Imagina que le debes dinero a un amigo por valor de 100€ que debe pagar dentro de 6 meses, sin embargo, debido a encontrarse en una mala situación económica, sabe que llegado el momento no podrá realizar el pago. No obstante, y actuando de buena fe y con la buena intención de solventar la situación de la mejor manera posible, le planteas a tu amigo “renegociar” la deuda, planteándole dos opciones: reducir la deuda de 100€ a 80€ y ampliar el plazo de pago de 6 meses a 10 meses. De esta manera evitarías un conflicto con su amigo.
Pues bien, precisamente del supuesto anterior puedo extraer la idea principal que el TRLC considera en su Libro Segundo (arts. 583 y ss.) como “Derecho Preconcursal” en cuanto al incumplimiento del plan de reestructuración, destinado a que una empresa o persona física que prevea que no podrá pagar alguna deuda puede realizar negociaciones con sus acreedores con el fin de crear un “plan de reestructuración” que les permita salir de la insolvencia.

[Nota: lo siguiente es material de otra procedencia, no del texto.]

Issue #188, opened 2018-04-26
Deadline propagation


raboof:
gRPC has a way to specify a deadline for a call.

* Client: introduce a way to set call deadlines
* Server: fail the stream when the deadline is missed

patriknw:
I added deadline on client side in https://github.com/akka/akka-grpc/pull/245
Server side still remaining, but probably not for MVP.

hollinwilkins:
Is there a way to specify a deadline outside of the GrpcClientSettings, on a per-call basis?

PR #201, opened 2018-05-07
Client power user API

### LINKED ISSUE #191: Client-side power API
The current generated client has an API suitable for message streams, but does not provide access to underlying protocol details.

For some use cases, such as adding per-call authentication principal information or reading custom response headers, we should have a 'power API'.  Likely we'll have a method on the 'normal' client to get an instance of the 'powerful' client, which would also have methods for each call, but those would then return an object on which further specifics can be specified before the call is issued, something like:

```
val myServiceClient: MyServiceClient
val s: Source[Foo] = myServiceClient.getFoos(query)
val a: AdvancedMyServiceClient = myServiceClient.advanced
val (s: Source[Foo], rh: Seq[HttpHeader]) = a.getFoos.addRequestHeader("Authentication", "Complicated").exposeResponseHeaders.execute()
```

(all naming and other specifics are still up for debate ;) )

johanandren:
Fixes #191

Went for 
```
client.method()
  .bladi()
  .dadi()
  .execute(param)
```

instead of 
```
client.advanced.method(param)
  .bladi()
  .dadi()
  .execute()
```


johanandren:
No usage samples yet, but the "normal" calls are now expressed through the new RequestBuilder version of the method, and interop-tests passing.

runtime/src/main/scala/akka/grpc/scaladsl/RequestBuilder.scala
```diff
@@ -0,0 +1,147 @@
...
+ * Request builder for requests giving providing per call metadata capabilities
+ *
+ * Not for user extension
+ */
+@DoNotInherit
+sealed trait RequestBuilder[Req, Res] {
+
+  def addMetadata(key: String, value: String): RequestBuilder[Req, Res]
+  def withDeadline(deadline: FiniteDuration): RequestBuilder[Req, Res]
+  def execute(req: Req): Res
```
renatocaval: What about `invoke` instead of `execute`?

renatocaval: Me neither. ;-) Lagom uses `invoke` hence my slight preference. 

Btw, that API style means that we always have a lifted API representation instead of a switch giving access to the lifted/advanced one. 
I thought we wanted to provide a non-lift, straight, variation for the most common cases.

raboof:
Right! Moving the parameter to the end of the chain makes a lot of sense: this way a library user can even reuse the `RequestBuilder` for multiple requests that have the same characteristics. That seems like a cool advantage and I don't see any disadvantage.

runtime/src/main/scala/akka/grpc/scaladsl/RequestBuilder.scala
johanandren: Yeah. Not sure that it is always available rather than hidden behind a switch is a problem though. The old non-lifted API is still there (and should be the default)

johanandren: Aligning with Lagom seems like sensible motivation for `invoke` :)

renatocaval: Ah ok, now I see it. Because in gRPC there is always one param, we can overload the method with a paramless variation that gives access to the lifted version. Neat! Much better than a switch.

codegen/src/main/twirl/templates/ScalaClient/Client.scala.txt
```diff
@@ -25,56 +26,30 @@ final class @{service.name}Client(settings: GrpcClientSettings)(implicit mat: Ma
...
-        ClientCalls.asyncBidiStreamingCall(
-          channel.newCall(@{method.name}Descriptor, options),
-          responseObserver)
-      }
-    in.via(flow)
+    }
   }
+
+  /**
+   * For access to method metadata use the parameter less version of ${method.name}
```
raboof: ('parameterless')

runtime/src/main/scala/akka/grpc/scaladsl/RequestBuilder.scala
```diff
@@ -0,0 +1,147 @@
...
+  options: CallOptions,
+  delegatedExecute: (Req, CallOptions) => Ret) extends RequestBuilder[Req, Ret]() {
+
+  def addMetadata(key: String, value: String): RequestBuilderImpl[Req, Res, Ret] = {
+    // FIXME support values other than string values?
+    copy(options = options.withOption(CallOptions.Key.of(key, ""), value))
+  }
+
+  def withDeadline(deadline: FiniteDuration): RequestBuilderImpl[Req, Res, Ret] = {
+    copy(options = options.withDeadline(Deadline.after(deadline.length, deadline.unit)))
```
raboof: Nice, we don't support this at the server side yet (#188) but since this is :+1:

runtime/src/main/scala/akka/grpc/scaladsl/RequestBuilder.scala
```diff
@@ -0,0 +1,147 @@
...
+/**
+ * INTERNAL API
+ */
+@InternalApi
+final case class RequestBuilderImpl[Req, Res, Ret](
+  options: CallOptions,
+  delegatedExecute: (Req, CallOptions) => Ret) extends RequestBuilder[Req, Ret]() {
+
+  def addMetadata(key: String, value: String): RequestBuilderImpl[Req, Res, Ret] = {
+    // FIXME support values other than string values?
```
raboof: do 'options' correspond to 'headers' or is there more indirection there?

codegen/src/main/twirl/templates/ScalaClient/Client.scala.txt
```diff
@@ -25,56 +26,30 @@ final class @{service.name}Client(settings: GrpcClientSettings)(implicit mat: Ma
...
-        ClientCalls.asyncClientStreamingCall(
-          channel.newCall(@{method.name}Descriptor, options),
-          responseObserver)
+  /**
+   * Lower level version of the method, prefer @{method.name}(@method.parameterType) if possible.
+   */
+  def @{method.name}(): RequestBuilder[@method.parameterType, @method.returnType] = {
+    val descriptor = @{method.name}Descriptor
+    @if(method.methodType == akka.grpc.gen.Unary) {
+      RequestBuilderImpl.unary(descriptor, channel, options)
```
raboof: Do we want to organize the template so that the indentation of the generated code makes sense? No real preference here.

runtime/src/main/scala/akka/grpc/scaladsl/RequestBuilder.scala
johanandren: I think there is a bit more indirection, there is also some marshalling infra in the grpc library around this. Not sure if we care about that though, maybe strings are good enough for now, and also avoids tying us down to something client specific. 

It's annotated as an experimental API, but so is most of these CallOptions.

codegen/src/main/twirl/templates/ScalaClient/Client.scala.txt
johanandren: Ah, I thought I did follow that, since it is how it was, but maybe having the templates readable is more important for maintainability than not having too many indentation levels in the generated sources?

runtime/src/main/scala/akka/grpc/scaladsl/RequestBuilder.scala
johanandren: Yeah, just picked this randomly to have some functionality to provide through the request builder.

johanandren:
One thing I couldn't figure out was a reasonable way to deal with response metadata, for single response calls it may be relatively straight forward API wise (`Future[(Resp, Metadata)]`) but for streaming data it just doesn't make sense to put it inside of the stream, as you'd potentially want to act on it before consuming the response stream.

Any thoughts around that?

ktoso:
I had proposed a wrapper type for that I believe; `GrpcResponse(stream or future).with(all the stuff)`, WDYT?

johanandren:
Thinking about this some more, maybe the primary use case will be to _set_ metadata on the request, not deal with response metadata, so perhaps there should be the current "simple" `invoke(req)` and then a more complete but also more messy `invokeWithAnnoyingReturnType(req)`?

renatocaval:
I think a better way of doing that is to have a method that changes the return type. That's also how it was done in Lagom.

For instance:
```
val res: Future[Res] =
  client.method()
    .addMetadata(key, value)
    .invoke(param)

val res: Future[GrpcResponse[Res]] =
  client.method()
    .addMetadata(key, value)
    .withResponseHeaders
    .invoke(param)
```

This requires two impl of `RequestBuilder` and the method `withResponseHeaders` works as a one direction switch.

johanandren:
I don't see why a stateful/extra type is better than an additional `invoke` method with different return type. Am I missing something? Just to align with Lagom?

TimMoore:
Yeah, I think it is pretty useful to be able to write decorators that can manipulate either/both the request and response metadata and payloads. I don't see a way with this API to be able to write a decorating function that can intercept the response without using internal APIs.

johanandren:
Hmm, I still don't get it, why would a special type with transformations be better than just having a `Future[ResponseAndHeadersType]`/`CompletionStage<ResponseAndHeadersType>` which you can transform in exactly the same way as all your other async thingies and that you already know the API of?

johanandren:
I think all those cases you describe should be covered by having two methods on the builder: the one that currently exists and then one that returns a `Future[ResponseWithHeaders]`. Just calling `map` on that then allows you to transform the response to any type you want while also looking at the response headers.

renatocaval:
Sure, but does that mean that in case of streaming we will get a `Future[StreamResponseWithHeaders[T, R]]` from each I could read the headers and the `Source`?

This sounds good and it's worth experiment. I has some implications though.

 If the general API returns `Source[T, R]`, the power user API will have to return `Future[StreamResponseWithHeaders[T, R]]`.

It also means that there is effectively two calls, one to get the `Future` and one when we effectively materialize the `Source`, but I guess we can't avoid it. Unless we return `Source[(Headers, T), R]` which has an obvious overhead penalty.

And then we may have a another problem, for the moment mostly theoretical. This two calls may create a situation where the metadata differs between them.

renatocaval:
For completeness and clarity. 

The implications I mentioned above (two calls) also holds for the `handleResponseHeader` API. I didn't mean to say that using `Future[ResponseWithHeaders]` was forcing us into that situation.

renatocaval:
Just a crazy thought. 

The only way to associate headers to a stream and make sure that they relate (make part of the same call) is `Source[(Headers, T), R]`. We also want to keep the semantics of `Source` and be able to re-run it (make the call again) whenever we want.

So, maybe...

```scala
sealed trait Headers
case object EmptyHeaders extends Headers
case class NonEmptyHeaders extends Headers
```
Than is up to the implementers to decide when to send the headers. On the first element, on each element, etc.

Didn't thought thoroughly on the implications of this idea. Maybe stupid, maybe crazy, maybe good. I let this go through your brains first. :-)

raboof:
I'm not entirely convinced we want to keep the semantics of Source and be able to re-run it (make the call again) whenever we want: I don't think we do that for `Source`-backed entities in `HttpRequest`s either.

`Source[(Headers, T), R]` suggests each `T` may have headers, which is not the case (as it's the response that has (leading and trailing) headers, not each element in the response individually) - so from that perspective returning the future containing headers and source seems to make more sense.

renatocaval:
> suggests each `T` may have headers
You are totally right on that. Not a good idea.

johanandren:
Internally the headers will arrive when the flow is materialized, and then there is a `Future[Trailers]` since those won't arrive until the stream completes. Haven't thought through how to provide this to the user yet, but the underlying stage I just wrote can at least be materialized multiple times and each materialization leads to one call - one set of metadata.

ignasi35:
If a `Source` can be materialised several times causing a new call each time, then could headers and trailers be the materialised value? (I don't even know if that makes sense)

`Source[ T, ( Future[Headers], Future[Trailers] ) ]`

johanandren:
Yeah, likely. But I think a specific type capturing it would be better than a tuple. The alternative would be to side effect from `mapMatValue` to complete some promises/futures for then, that way it could be something like `StreamingGrpcResponse(stream, futureHeaders, futureTrailers)`.

ignasi35:
I find counterintuitive that materializing the `Source` several times causes new calls without using `client.method()...invoke(param)`.

IIRC Lagom's client produces a `Source` that's only meant to be materialized once and new calls only happen on new `invoke`. Also, in the 4 possible combinations (unary-basic, streamed-basic, unary-powerUser, stream-powerUser) I think this would be the only combination where materializing twice creates two calls, right? Or is a `Source` obtained using the basic (non-powerUSer) API also behaving like this?

Maybe renaming akka-grpc's `invoke` to `callFactory` or something that's not `invoke` could help make it more obvious what's actually happening.

johanandren:
Both of the source variation could be materialized many times. If that is an issue we can protect against that and fail. I don't have a gut feeling about it being surprising or not yet, I'll see when the actual user API is in place (which is what I am currently working on).

plugin-tester-scala/src/main/scala/example/myapp/helloworld/LiftedGreeterClient.scala
```diff
@@ -0,0 +1,99 @@
...
+
+    implicit val sys = ActorSystem()
+    implicit val mat = ActorMaterializer()
+    implicit val ec = sys.dispatcher
+
+    val client = new GreeterServiceClient(GrpcClientSettings(
+      "127.0.0.1",
+      8080,
+      overrideAuthority = Some("foo.test.google.fr"),
+      None,
```
raboof: perhaps name this parameter as well?

plugin-tester-scala/src/main/scala/example/myapp/helloworld/GreeterClient.scala
```diff
@@ -56,7 +66,7 @@ object GreeterClient {
       val responseStream = client.itKeepsReplying(HelloRequest("Alice"))
       val done: Future[Done] =
         responseStream.runForeach(reply => println(s"got streaming reply: ${reply.message}"))
-      Await.ready(done, 1.minute)
+      Await.ready(done, 1.minute) // just to keep sample simple - dont do Await.ready in actual code
```
raboof: Perhaps we should avoid it here as well then - but let's keep that for another PR

runtime/src/main/scala/akka/grpc/GrpcClientResponse.scala
```diff
@@ -0,0 +1,57 @@
...
+
+import java.util.Optional
+import java.util.concurrent.CompletionStage
+
+import akka.annotation.DoNotInherit
+import io.grpc.Metadata
+
+import scala.concurrent.Future
+
+// FIXME should we provide our own immutable/thread safe response metadata abstraction?
```
raboof: Indeed the upstream `Metadata` is not too nice, might be good to at least wrap it in some immutable interface?.

runtime/src/main/scala/akka/grpc/internal/RequestBuilderImpl.scala
```diff
@@ -0,0 +1,314 @@
...
+ * INTERNAL API
+ */
+@InternalApi
+trait OptionsModifications[T <: OptionsModifications[T]] {
+  def options: CallOptions
+  def updated(options: CallOptions): T
+
+  def addMetadata(key: String, value: String): T = {
+    // FIXME Key is instance equal to allow for replacing of the same key but still also allowing multiple
+    // values with the same name-key, not sure if it is important we support that
```
raboof: Let's keep an eye out if we ever see that (multiple `role`s?).

If so another way to do it might be to have this method overwrite keys, and introduce a `def addMetadata(key: String, value: Seq[String])` for multi-valued metadata

runtime/src/main/scala/akka/grpc/internal/RequestBuilderImpl.scala
```diff
@@ -0,0 +1,314 @@
...
+
+/**
+ * INTERNAL API
+ */
+@InternalApi
+trait OptionsModifications[T <: OptionsModifications[T]] {
+  def options: CallOptions
+  def updated(options: CallOptions): T
+
+  def addMetadata(key: String, value: String): T = {
```
raboof: Since later the `GrpcResponseMetadata` contains headers, perhaps `addHeader` would make more sense here?

runtime/src/main/scala/akka/grpc/internal/UnaryCallAdapter.scala
```diff
@@ -0,0 +1,101 @@
...
+  def future: Future[Res] = responsePromise.future
+  def cs: CompletionStage[Res] = future.toJava
+}
+
+/**
+ * gRPC Netty based client listener transforming callbacks into a future response
+ *
+ * INTERNAL API
+ */
+// needs to be a separate class because of CompletionStage error handling not bubling
```
raboof: bubbling ;)

runtime/src/main/scala/akka/grpc/scaladsl/RequestBuilder.scala
```diff
@@ -0,0 +1,83 @@
...
+   * Invoke the gRPC method with the additional metadata added
+   *
+   * FIXME for streaming response this doesn't really make sense, left it to keep parity with single response but maybe it should go
+   */
+  def invoke(request: Req): Source[Res, NotUsed]
+
+  /**
+   * Invoke the gRPC method with the additional metadata added and provide access to response metadata
+   */
+  def invokeWithMetadata(request: Req): Source[Res, Future[GrpcResponseMetadata]]
```
raboof: Encoding the metadata in the materialized value looks good.

It seems a 'clever' solution which sometimes backfires, but in this case it looks like it works out elegantly.

I agree since the metadata is in the materialized value the need for a separate `invokeWithMetadata` kind of disappears... unless perhaps there's opportunity for more optimization in `invoke` later?

runtime/src/main/scala/akka/grpc/internal/AkkaGrpcGraphStage.scala
```diff
@@ -4,48 +4,188 @@
...
+ *  Flow in       ------ I------>  |                | ------- O ------->  Flow out
+ *                                 |  Netty client  |
+ *  upstream pull <-- onReady ---  |      call      | <-- request(1) ---  downstream pull
+ *                                 ------------------
+ *
+ *
+ * @param streamingResponse Do we expect a stream of responses or does more than 1 response mean a faulty server?
+ */
+@InternalApi
+private final class AkkaNettyGrpcClientGraphStage[I, O](
```
raboof: cool

runtime/src/main/scala/akka/grpc/scaladsl/RequestBuilder.scala
johanandren: Yeah, that may be a good argument for keeping the two separate methods

runtime/src/main/scala/akka/grpc/internal/UnaryCallAdapter.scala
johanandren: Less doubling in my bubbling!

plugin-tester-scala/src/main/scala/example/myapp/helloworld/LiftedGreeterClient.scala
johanandren: ups, keep missing out on the plugin-testers as they are not part of the aggregated build

runtime/src/main/scala/akka/grpc/GrpcClientResponse.scala
johanandren: Done!

runtime/src/main/scala/akka/grpc/internal/RequestBuilderImpl.scala
johanandren: It turned out that what I thought was the same thing, the CallOptions.options and the metadata headers, was in fact not at all the same thing, so this is gone now.

runtime/src/main/scala/akka/grpc/internal/RequestBuilderImpl.scala
johanandren: Yeap, I renamed when changing it into metadata. I realize I renamed it wrong though, changed it to `withHeader` as I thought it replaces, but I realize now that it should be additive and not replace, so `add` would be better.

johanandren:
Should be ready for merge now! :)

johanandren:
Ah, crap, I missed that it maybe failed validation, github refuses to show me what failed right now though.

raboof:
No worries, I think I fixed it on master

En base a lo anterior, los planes de reestructuración están regulados en el Título III de este Libro Segundo del TRLC (arts. 614 y ss.) y pueden definirse como un instrumento preconcursal que permite modificar las condiciones o estructura del activo, del pasivo y/o de los fondos propios, a través de diferentes mecanismos, entre los que destacamos las llamadas “quitas”, rebajas de deuda como la que hicimos anteriormente pasando de 100€ a 80€, y “esperas”, ampliación del plazo de pago como el que hicimos al pasar de 6 meses a 10 meses.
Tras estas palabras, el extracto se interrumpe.